Material for this task
PR #692, opened 2017-10-13
Survival Tab implementation with Chart.js

ersinciftci:


src/pages/resultsView/ResultsViewPageStore.ts
```diff
@@ -451,6 +452,15 @@ export class ResultsViewPageStore {
         }
     });
 
+    readonly filteredAlterationsAsUniquePatientKeyArrays = remoteData({
+        await: () => [
+            this.filteredAlterations
+        ],
+        invoke: async() => {
+            return _.mapValues(this.filteredAlterations.result, (mutations: Mutation[]) => _.map(mutations, 'uniquePatientKey'));
+        }
```
alisman: minor but for map i like to use (whatever)=>whatever.property
to get typechecking on the prop name

src/pages/resultsView/ResultsViewPageStore.ts
```diff
@@ -570,32 +602,126 @@ export class ResultsViewPageStore {
...
+                    const statusClinicalData: ClinicalData[] = clinicalData.filter(c => c.clinicalAttributeId === statusAttributeId);
+                    const monthsClinicalData: ClinicalData[] = clinicalData.filter(c => c.clinicalAttributeId === monthsAttributeId);
+                    if (statusClinicalData[0] && monthsClinicalData[0] && statusClinicalData[0].value != 'NA' &&
+                        monthsClinicalData[0].value != 'NA') {
+                        const patient: Patient = this.patients.result.filter(p => p.uniquePatientKey === uniquePatientKey)[0];
+                        patientSurvivals.push({
+                            patientId: patient.patientId,
+                            studyId: patient.studyId,
+                            status: statusFilter(statusClinicalData[0].value),
+                            months: Number.parseFloat(monthsClinicalData[0].value)
```
alisman: I don't think Number.parseFloat is not supported by IE.  It's possible that it's polyfilled by Babel, but I'm not sure.  You can probably just use the global parseFloat.

src/pages/resultsView/ResultsViewPageStore.ts
```diff
@@ -570,32 +602,126 @@ export class ResultsViewPageStore {
...
+    readonly survivalClinicalDataGroupByUniquePatientKey = remoteData<Dictionary<ClinicalData[]>>({
+        await: () => [
+            this.survivalClinicalData,
+        ],
+        invoke: async() => {
+            return _.groupBy(this.survivalClinicalData.result, 'uniquePatientKey');
+        }
+    });
+
+    private getPatientSurvivals(targetUniquePatientKeys: string[], statusAttributeId: string, monthsAttributeId: string,
```
alisman: just for discussion: this method relies on async data but has no mechanism to wait for it.  this sort of bothers me.  one solution would be to just pass in the data (e.g. survivalClinicalDataGroupByUniquePatientKey and patient) so that the moxPromise would then be responisble for awaiting that data and feeding in to this method (which would become more pure)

Aim of the exercise
Would you copy out every line in the records that includes the string "survivalClinicalDataGroupByUniquePatientKey"?

Expected answer
+    readonly survivalClinicalDataGroupByUniquePatientKey = remoteData<Dictionary<ClinicalData[]>>({
alisman: just for discussion: this method relies on async data but has no mechanism to wait for it.  this sort of bothers me.  one solution would be to just pass in the data (e.g. survivalClinicalDataGroupByUniquePatientKey and patient) so that the moxPromise would then be responisble for awaiting that data and feeding in to this method (which would become more pure)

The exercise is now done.